I would like to set up the substrate and rocks, and then plant the HC and grow it emersed for a while to get it nice and full. Maybe add the chainsword toward the end of that process to get it going as well.

That actually brings up another question. Is it possible to set up the tank/substrate/HC and let it grow for while and them move the tank? I wonder how heavy the tank would be in that state? I ask because my plan is to put the tank in our family room, and I'm not sure my wife would appreciate looking at it in that state for a couple of months!

Next comes equipment, which I am trying to get to a minimum! I am planning no heater, no CO2, and no cover. Room temperature would be in the high 60s. I'm still on the fence about filtration. At the beggining, I would certainly have a filter of some sort, but I've been intriqued about going filterless lately. I am trying to keep the tank as uncluttered as possible. I really like the look/function of those Vortech pumps, but they are a little big/expensive for this setup.

Sorry for the really long first post, but I am just trying to get across what I envision for this tank. Please give me any comments, concerns, or criticism!

Thanks,
Mark


----------



## lauraleellbp (Feb 3, 2008)

Welcome to TPT!!

I know it can be done, but personally I wouldn't even try and set up a planted tank w/out good water movement. Especially not an iwagumi- I think that's just asking for algae. 

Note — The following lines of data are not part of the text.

PR #14720, opened 2025-03-11
[5.2] Make sure to clear metadata before adding it.

mallezie:

## Description

When sending out mails via broadcast:send we see that metadata (specifically tokens) are added to the body column of the messenger_messages table multiple times depending on the number of mails being send out in a batch. 

1. Create an email containing tokens, for example {unsubscribe_url}
2. Add segment to mail
3. Send out mail using broadcast:send command
4. Do not set up a messenger:consume process, so mails stay in the messenger_messages table. 

When you send out the mail, and for example you see 100 mails being send out, check the messenger_messages table. 
The first mail will contain the {unsubscribe_url) value 1 time, and replace it with that value. 
The second mail will contain the {unsubscribe_url} value twice, once for the mail above, and one for the current mail. It will replace it correctly with the last one. 
The third mail will contain the {unsubscribe_url} value 3 times, twice for the mails above, and one for the current mail. It will replace it correctly with the last one. 

This causes that each entry in the table is bigger than the previous one, and causes unexpected DB growth (in our case we even have custom tokens which are almost the entire mail content). 

This PR fixes this by making sure the metadata is clean for each submission.

---
### 📋 Steps to test this PR:

1. Reproduce the above scenario
5. Now see that each entry in the messenger_messages table does not contain the tokens multiple times.

### DIFF
--- a/app/bundles/EmailBundle/Helper/MailHelper.php
+++ b/app/bundles/EmailBundle/Helper/MailHelper.php
@@ -356,7 +356,8 @@ class MailHelper
                     $tokens['{signature}'] = $ownerSignature;
                 }
 
-                // Set metadata if applicable
+                // Set metadata if applicable, make sure to start clean
+                $this->message->clearMetadata();
                 foreach ($this->queuedRecipients as $email => $name) {
                     $this->message->addMetadata($email, $this->buildMetadata($name, $tokens));
                 }


escopecz (commented):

I'm going to recommend you look into glass lily pipes and a small canister filter if you want to minimize the appearance of equipment in your tank. Going this direction also will allow you to run an in-line heater; the 60s is really really low for most livestock, even "coldwater" fish lik WCMMs. CPDs need to be kept in at least the low 70s. That's definitely too low for Otos.

It should be fairly easy to move a tank this size with plants and substrate intact; what I've done is drain the tank down to the substrate and cover it with saran wrap to maintain the humidity for the plants. Then get a strong flat board to slide the tank onto and use that to support the tank as you carry it. Needs two people to carry. I've moved tanks up to my 46gal tank in size in the back seat of my car this way several times.

I'll have to check out that Marineland LED fixture, but last I heard those weren't adapted to supporting FW plant growth... been awhile since I looked at them though, so that may work.

If not, check out the Coralife T5NOs (NOT their new T5HOs), I've found those to be the perfect little fixtures for most low tech setups. Big Als carries them.


----------



## goddessjen (Mar 9, 2008)

Welcome to plantedtank. Your setup sounds like fun to me. I really love the tank you picked out and have been wanting one myself for a bit. The only thing I have to say is that I would be VERY VERY careful about moving it. Maybe if you set it up for your dry start on a nice ridgid board so that you could transfer it waterless on the board you might be ok. Even then I would still caution you. It is such a nice tank and it would really be a shame to break it. Maybe you could get the hard scape looking nice and keep your area neat and it won't look bad and that way you can just start it in the intended place.


----------



## Kilroy_1911 (Jan 27, 2010)

Sounds like a fun build. I think the previous posts' idea of using a board underneath to actually transfer the tank is about the only way to do it. Good luck!roud:


----------



## bikeny (Apr 29, 2010)

Thanks for the responses everyone. I like the idea of using board to move the tank, sounds like that would work.

lauralellbp, you are probably right about the filtration. I was looking into the lily pipes, but was having trouble finding a suitable small canister filter, any suggestions?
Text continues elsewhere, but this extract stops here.